### Your objective
Which lines of the records below contain the word "common"? Copy each of them out.

START Records

PR #164, opened 2019-03-04
List restriction to base

postrstk:
For schema:
```xml
<xsd:simpleType name=dArrayType>
	<xsd:list itemType=xsd:double/>
</xsd:simpleType>

<xsd:simpleType name=d3ArrayType>
	<xsd:restriction base=test:dArrayType>
		<xsd:length value=3/>
	</xsd:restriction>
</xsd:simpleType>
```
when generating code, `kdwsdl2cpp` skips the call to the `entries()` method for `DArrayType`.
For example, `void D3ArrayType::setValue (const DArrayType & value)` instead of `"value.entries().length ()"` is generated by `"value.length()"`
```c++
void D3ArrayType::setValue( const DArrayType& value )
{
    bool rangeOk = true;

    rangeOk = rangeOk && (value.length() == 3);

    if (!rangeOk)
        qDebug( "Invalid range in D3ArrayType::setValue()" );

    mValue = value;
}
```

### DIFF
--- a/kdwsdl2cpp/CMakeLists.txt
+++ b/kdwsdl2cpp/CMakeLists.txt
@@ -5,7 +5,7 @@ include(${QT_USE_FILE})
 remove_definitions(-DQT_NO_CAST_TO_ASCII -DQT_NO_CAST_FROM_ASCII -DQT_NO_CAST_FROM_BYTEARRAY)
 set(CMAKE_INCLUDE_CURRENT_DIR ON)
 
-set(SOURCES
+set(SOURCES_LIB
   common/fileprovider.cpp
   common/messagehandler.cpp
   common/nsmanager.cpp
@@ -59,16 +59,19 @@ set(SOURCES
   src/converter_simpletype.cpp
   src/creator.cpp
   src/elementargumentserializer.cpp
-  src/main.cpp
   src/namemapper.cpp
   src/settings.cpp
   src/typemap.cpp
 )
 
-add_executable(kdwsdl2cpp ${SOURCES})
-target_link_libraries(kdwsdl2cpp ${QT_LIBRARIES})
+set(SOURCES_EXE src/main.cpp)
+
+add_library(kdwsdl2cpp_lib STATIC ${SOURCES_LIB})
+add_executable(kdwsdl2cpp ${SOURCES_EXE})
+
+target_link_libraries(kdwsdl2cpp kdwsdl2cpp_lib ${QT_LIBRARIES})
 
 install(TARGETS kdwsdl2cpp EXPORT "KDSoapTargets"
-  RUNTIME DESTINATION ${INSTALL_RUNTIME_DIR}
-  BUNDLE DESTINATION .
+  DESTINATION ${INSTALL_RUNTIME_DIR}/${PROJECT_NAME_FOR_INSTALL}
+  COMPONENT devel
 )
--- a/kdwsdl2cpp/CMakeLists.txt
+++ b/kdwsdl2cpp/CMakeLists.txt
@@ -72,6 +72,6 @@ add_executable(kdwsdl2cpp ${SOURCES_EXE})
 target_link_libraries(kdwsdl2cpp kdwsdl2cpp_lib ${QT_LIBRARIES})
 
 install(TARGETS kdwsdl2cpp EXPORT "KDSoapTargets"
-  DESTINATION ${INSTALL_RUNTIME_DIR}/${PROJECT_NAME_FOR_INSTALL}
-  COMPONENT devel
+  RUNTIME DESTINATION ${INSTALL_RUNTIME_DIR}
+  BUNDLE DESTINATION .
 )
--- a/kdwsdl2cpp/src/converter_simpletype.cpp
+++ b/kdwsdl2cpp/src/converter_simpletype.cpp
@@ -482,7 +482,7 @@ static KODE::Code createRangeCheckCode(const XSD::SimpleType *type, const QStrin
     QString extendVariableName = variableName;
 
     if (!baseSimpleType.isNull()) {
-        if (baseSimpleType.subType() == 1) {
+        if (baseSimpleType.subType() == XSD::SimpleType::SubType::TypeList) {
             extendVariableName += ".entries()";
         }
         else {
--- a/kdwsdl2cpp/src/converter_simpletype.cpp
+++ b/kdwsdl2cpp/src/converter_simpletype.cpp
@@ -475,8 +475,7 @@ static KODE::Code createRangeCheckCode(const XSD::SimpleType *type, const QStrin
     if (!baseSimpleType.isNull()) {
         if (baseSimpleType.subType() == XSD::SimpleType::SubType::TypeList) {
             extendedVariableName += ".entries()";
-        }
-        else {
+        } else {
             extendedVariableName += ".value()";
         }
     }
--- a/kdwsdl2cpp/src/converter_simpletype.cpp
+++ b/kdwsdl2cpp/src/converter_simpletype.cpp
@@ -229,16 +229,7 @@ void Converter::convertSimpleType(const XSD::SimpleType *type, const XSD::Simple
 
         newClass.addFunction(setter);
         newClass.addFunction(getter);
-<<<<<<< HEAD
-=======
 
-        // getLength
-        //KODE::Function length("length", "int");
-        //length.setBody("return entries().size();");
-        //length.setConst(true);
-
-        //newClass.addFunction(length);
->>>>>>> 8b9c1e6... fix code generate
     }
     break;
     case XSD::SimpleType::TypeUnion:
@@ -479,14 +470,14 @@ static QString escapeRegExp(const QString &str)
 
 static KODE::Code createRangeCheckCode(const XSD::SimpleType *type, const QString &baseTypeName, const QString &variableName, KODE::Class &parentClass, const XSD::SimpleType &baseSimpleType)
 {
-    QString extendVariableName = variableName;
+    QString extendedVariableName = variableName;
 
     if (!baseSimpleType.isNull()) {
         if (baseSimpleType.subType() == XSD::SimpleType::SubType::TypeList) {
-            extendVariableName += ".entries()";
+            extendedVariableName += ".entries()";
         }
         else {
-            extendVariableName += ".value()";
+            extendedVariableName += ".value()";
         }
     }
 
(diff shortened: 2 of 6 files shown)


unittests/unittests.pro
```diff
@@ -37,16 +37,16 @@ SUBDIRS = \
   encapsecurity \
   prefix_wsdl \
   vidyo \
+  list_restriction \
   empty_list_wsdl \
-  onvif_org_event \
```
SudakovIvan: Why onvif_org_event was removed?

unittests/unittests.pro
```diff
@@ -37,16 +37,16 @@ SUBDIRS = \
...
-  empty_element_wsdl \
   fault_namespace \
+  empty_element_wsdl \
   enzo \
   date_example \
   dv_terminalauth \
   test_calc \
   ws_addressing_support \
-  ws_usernametoken_support
```
SudakovIvan: Why was "ws_usernametoken_support" removed?

unittests/unittests.pro
```diff
@@ -37,16 +37,16 @@ SUBDIRS = \
...
+  default_attribute_value_wsdl
```
SudakovIvan: These tests only exist in the Rec-SPb-ETU fork

postrstk: Mistake.
Left tests from KDAB/KDSOAP + "list_restriction"

kdwsdl2cpp/CMakeLists.txt
```diff
@@ -59,16 +59,19 @@ set(SOURCES
...
+
+add_library(kdwsdl2cpp_lib STATIC ${SOURCES_LIB})
+add_executable(kdwsdl2cpp ${SOURCES_EXE})
+
+target_link_libraries(kdwsdl2cpp kdwsdl2cpp_lib ${QT_LIBRARIES})
 
 install(TARGETS kdwsdl2cpp EXPORT "KDSoapTargets"
-  RUNTIME DESTINATION ${INSTALL_RUNTIME_DIR}
-  BUNDLE DESTINATION .
+  DESTINATION ${INSTALL_RUNTIME_DIR}/${PROJECT_NAME_FOR_INSTALL}
```
dfaure-kdab: What is PROJECT_NAME_FOR_INSTALL?

kdwsdl2cpp/CMakeLists.txt
```diff
@@ -59,16 +59,19 @@ set(SOURCES
...
-target_link_libraries(kdwsdl2cpp ${QT_LIBRARIES})
+set(SOURCES_EXE src/main.cpp)
+
+add_library(kdwsdl2cpp_lib STATIC ${SOURCES_LIB})
+add_executable(kdwsdl2cpp ${SOURCES_EXE})
+
+target_link_libraries(kdwsdl2cpp kdwsdl2cpp_lib ${QT_LIBRARIES})
 
 install(TARGETS kdwsdl2cpp EXPORT "KDSoapTargets"
-  RUNTIME DESTINATION ${INSTALL_RUNTIME_DIR}
```
dfaure-kdab: why did you remove RUNTIME?

kdwsdl2cpp/src/converter_simpletype.cpp
```diff
@@ -466,8 +468,19 @@ static QString escapeRegExp(const QString &str)
...
-static KODE::Code createRangeCheckCode(const XSD::SimpleType *type, const QString &baseTypeName, const QString &variableName, KODE::Class &parentClass)
+static KODE::Code createRangeCheckCode(const XSD::SimpleType *type, const QString &baseTypeName, const QString &variableName, KODE::Class &parentClass, const XSD::SimpleType &baseSimpleType)
 {
+    QString extendedVariableName = variableName;
+
+    if (!baseSimpleType.isNull()) {
+        if (baseSimpleType.subType() == XSD::SimpleType::SubType::TypeList) {
+            extendedVariableName += ".entries()";
+        }
+        else {
```
dfaure-kdab: coding style: join with previous line

unittests/list_restriction/test_list_restriction.cpp
```diff
@@ -0,0 +1,358 @@
...
+
+#include <converter.h>
+#include <creator.h>
+#include <settings.h>
+
+#include <compiler.h>
+//#include "wsdl_import_definition.h"
+#include "httpserver_p.h"
+
+#include <QtTest/QtTest>
```
dfaure-kdab: This includes all of QtTest and all of QtCore, please use `QTest` instead

unittests/list_restriction/test_list_restriction.cpp
```diff
@@ -0,0 +1,358 @@
...
+#include <QEventLoop>
```
dfaure-kdab: remove, not used

unittests/list_restriction/test_list_restriction.cpp
```diff
@@ -0,0 +1,358 @@
+#include <wsdl.h>
+
+#include <fileprovider.h>
```
dfaure-kdab: unused?

unittests/list_restriction/test_list_restriction.cpp
```diff
@@ -0,0 +1,358 @@
...
+                                             "</definitions>");
+        QXmlInputSource source;
+        source.setData(srcXml);
+        QXmlSimpleReader reader;
+        reader.setFeature(QLatin1String("http://xml.org/sax/features/namespace-prefixes"), true);
+
+        QString errorMsg;
+        int errorLine, errorCol;
+        QDomDocument doc;
+        doc.setContent(&source, &reader, &errorMsg, &errorLine, &errorCol);
```
dfaure-kdab: wrap in `QVERIFY()`

unittests/list_restriction/test_list_restriction.cpp
```diff
@@ -0,0 +1,358 @@
...
+            KWSDL::WSDL wsdl;
+            wsdl.setDefinitions(definitions);
+            wsdl.setNamespaceManager(namespaceManager);
+            KWSDL::Converter converter;
+            converter.setWSDL(wsdl);
+
+            converter.convert();
+            foreach (auto elem, converter.classes()) {
+                if(elem.name() == QString("TEST__D3ArrayType")) {
+                    foreach(auto e_f,elem.functions()) {
```
dfaure-kdab: missing space after comma, and after foreach

unittests/list_restriction/test_list_restriction.cpp
```diff
@@ -0,0 +1,358 @@
...
+                        if(e_f.name() == QString("setValue")) {
```
dfaure-kdab: missing space after if

unittests/list_restriction/test_list_restriction.cpp
```diff
@@ -0,0 +1,358 @@
...
+            KODE::Code::setDefaultIndentation(4);
+            KWSDL::WSDL wsdl;
+            wsdl.setDefinitions(definitions);
+            wsdl.setNamespaceManager(namespaceManager);
+            KWSDL::Converter converter;
+            converter.setWSDL(wsdl);
+
+            converter.convert();
+            foreach (auto elem, converter.classes()) {
+                if(elem.name() == QString("TEST__D3ArrayType")) {
```
dfaure-kdab: missing space after if

unittests/list_restriction/test_list_restriction.cpp
```diff
@@ -0,0 +1,358 @@
...
+        NSManager namespaceManager;
+        namespaceManager.setPrefix(QLatin1String("xml"), NSManager::xmlNamespace());
+
+        MessageHandler messageHandler;
+        ParserContext context;
+        context.setNamespaceManager(&namespaceManager);
+        context.setMessageHandler(&messageHandler);
+
+        KWSDL::Definitions definitions;
+        if (definitions.loadXML(&context, element)) {
```
dfaure-kdab: `QVERIFY()` rather than `if()`

unittests/list_restriction/test_list_restriction.cpp
```diff
@@ -0,0 +1,358 @@
...
+            definitions.fixUpDefinitions(/*&context, element*/);
+            KODE::Code::setDefaultIndentation(4);
+            KWSDL::WSDL wsdl;
+            wsdl.setDefinitions(definitions);
+            wsdl.setNamespaceManager(namespaceManager);
+            KWSDL::Converter converter;
+            converter.setWSDL(wsdl);
+
+            converter.convert();
+            foreach (auto elem, converter.classes()) {
```
dfaure-kdab: All this test, until this point, is very similar to the previous one.

You could extract a helper function for all three tests, which takes XML as input, and returns a list of classes as output?
With qtestlib that's a bit tricky (QVERIFY/QCOMPARE inside the helper function requires that it returns void), there are several solutions. One solution would be to take `Class::List &` as second argument to the function (and assign to that parameter at the end of the function).

unittests/list_restriction/CMakeLists.txt
```diff
@@ -0,0 +1,5 @@
+project(list_restriction)
+
+set(list_restriction_SRCS test_list_restriction.cpp)
+set(EXTRA_LIBS kdwsdl2cpp_lib)
```
dfaure-kdab: Unittests for the kdwsdl2cpp code directly, that's interesting. I like the idea, even though in this particular case, the standard way would have been to save those wsdl documents as actual files, running kdwsdl2cpp on them and simply checking that the result compiles, as we do in many other unittesets :-)

But I like it, it can be useful for other bugs that require direct unittests, i.e. those where "it compiles" wouldn't be enough anyway.

kdwsdl2cpp/CMakeLists.txt
postrstk: These are changes from another branch. They are not needed here.

unittests/list_restriction/test_list_restriction.cpp
```diff
@@ -0,0 +1,273 @@
...
+#include <parsercontext.h>
+
+#include <converter.h>
+#include <creator.h>
+#include <settings.h>
+
+#include <compiler.h>
+#include "httpserver_p.h"
+
+#include <QtTest>
```
dfaure-kdab: This includes all of QtTest *and* all of QtCore.

I'll change it to <QTest> instead (and add whatever is missing)

dfaure-kdab: (you forgot to remove the 't' so this is still a full-module-include)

END Records

### Exercise response
   common/fileprovider.cpp
   common/messagehandler.cpp
   common/nsmanager.cpp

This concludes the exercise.